Огромное скопление нищих удивило и раздосадовало Егора. Он направился к откосу, где стояли молодые парни, любуясь необъятными заречными лугами, уходящими далеко за Клязьму. На том берегу, пересекая широкую луговину, далеко-далеко, к самому горизонту, к синеватым лесам, тянулась прямая, ровная дорога.

— Куда же эта дорога ведет? — спросил Егор.

— В Судогду!

— А там что, в этой Судогде?

— Царствие небесное! — съязвил один из парней.

— А чего это туда столько подвод идет? — словно не слыша издевки, спросил Егор.

— Там стекольный завод, — пояснил другой парень.

— А далеко это?

— Верст тридцать будет, а что?

— Да так, ничего… — Егор еще раз поглядел на дорогу и стал спускаться вниз…

На другой день он достиг Судогды и нанялся возчиком на стекольный завод. Работа возчика зимой нелегка, особенно в морозы и метели. Но Егор был рад и такой работе. «Все-таки заработаю на кусок хлеба, а гам, может быть, удастся подыскать что-нибудь получше». Ему хотелось освоить какое-нибудь ремесло.

Иззябнув на ветру, он нет-нет да и забегал погреться в гуту (цех, где плавили стекло). С любопытством наблюдал, как стеклодувы в прожженных фартуках подходили к огнедышащим пастям стеклоплавильных печей и брали на длинные трубки комки раскаленного добела стекла. Отойдя в сторону, они начинали дуть в трубки, выдувая прозрачные пузыри, потом эти пузыри опускали в стоящие на полу формы и дули снова. Так рождались бутыли, кувшины, жбаны.

— Ты что, парень, уставился? — спросил его как-то изможденный человек в кожаном фартуке. — Никак, в стеклодувы хочешь?

— Да не знаю еще… присматриваюсь.

— А ты спытай, узнаешь, как сладка наша работа. — И он дал Егору трубку с огненным шариком на конце.

Егор вобрал в себя воздуху и начал дуть. Огненный шарик расширялся очень медленно. Егор передохнул и снова напыжился.

— Дуй! Дуй! — подбадривал стеклодув. — Не жалей силенок.

Егор опять передохнул и снова напыжился изо всех сил. У него захватило дыхание, зашумело в ушах и на глазах выступили слезы.

— Ну что, сладко? — спросил стеклодув. — Нет, парень, еще пока молод и есть силенки, беги отсюда, как можно дальше…
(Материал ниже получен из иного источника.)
PR #664, opened 2024-02-16
Changed entityId to be a string

tnickelsen:


libraries/dotnet/EnergyOrigin.ActivityLog/EnergyOrigin.ActivityLog/API/ActivityLogEntryResponse.cs
```diff
@@ -22,5 +22,5 @@ public enum ActionTypeEnum { Created, Accepted, Declined, Activated, Deactivated
     // Action
     public EntityTypeEnum EntityType { get; init; }
     public ActionTypeEnum ActionType { get; init; }
-    public Guid EntityId { get; init; }
+    public string EntityId { get; init; } = "";
```
sahma19, line 25: Why should it be a string?

sahma19 (changes requested):

libraries/dotnet/EnergyOrigin.ActivityLog/EnergyOrigin.ActivityLog/API/ActivityLogEntryResponse.cs
tnickelsen: Because we want to display GSRN number and not contract ID fx

sahma19 (approved):

PR #682, opened 2024-02-23
2444 Third party mock for auth flow

tnickelsen:


domains/third-party-mock/Ralunarg/BackgroundServices/SampledBackgroundService.cs
```diff
@@ -0,0 +1,31 @@
...
+    private readonly TokenClient _tokenClient;
+    private readonly TeamsClient _teamClient;
+
+    public SampledBackgroundService(TokenClient tokenClient, TeamsClient teamClient)
+    {
+        _tokenClient = tokenClient;
+        _teamClient = teamClient;
+    }
+
+    protected override async Task ExecuteAsync(CancellationToken stoppingToken)
```
TopSwagCode, line 20: I would perhaps move this into a Console application for Client Credentials flow for getting access token and posting in channel. So we can run it as we see fit, instead of waiting for 1 minute intervals.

Иногда, чаще всего летом, Егор заглядывал в гранильный цех. Ему нравилось наблюдать за гранильщиками. Прикрыв глаза стеклянными колпаками, они огранивали графины и жбаны на тонких дисках абразивных кругов и наносили на стекло самые причудливые узоры. Среди гранильщиков были тонкие мастера «глубокой грани». По ранее нанесенному рисунку они вырезали на стекле тончайшие кружевные узоры. Егор понимал, что это не простая работа, а высокое искусство, и это его увлекало.

Он как-то сам нанес восковым карандашом инициалы с виньетками на обыкновенный стакан и, придя в гранильный, попросил одного из мастеров допустить его к диску.

Мастер встретил Егора с улыбкой, одел на него стеклянный козырек и показал, как надо пользоваться абразивным диском. Егор осторожно приступил к работе. Но не успел он сделать и десятой доли рисунка, как мастер остановил его.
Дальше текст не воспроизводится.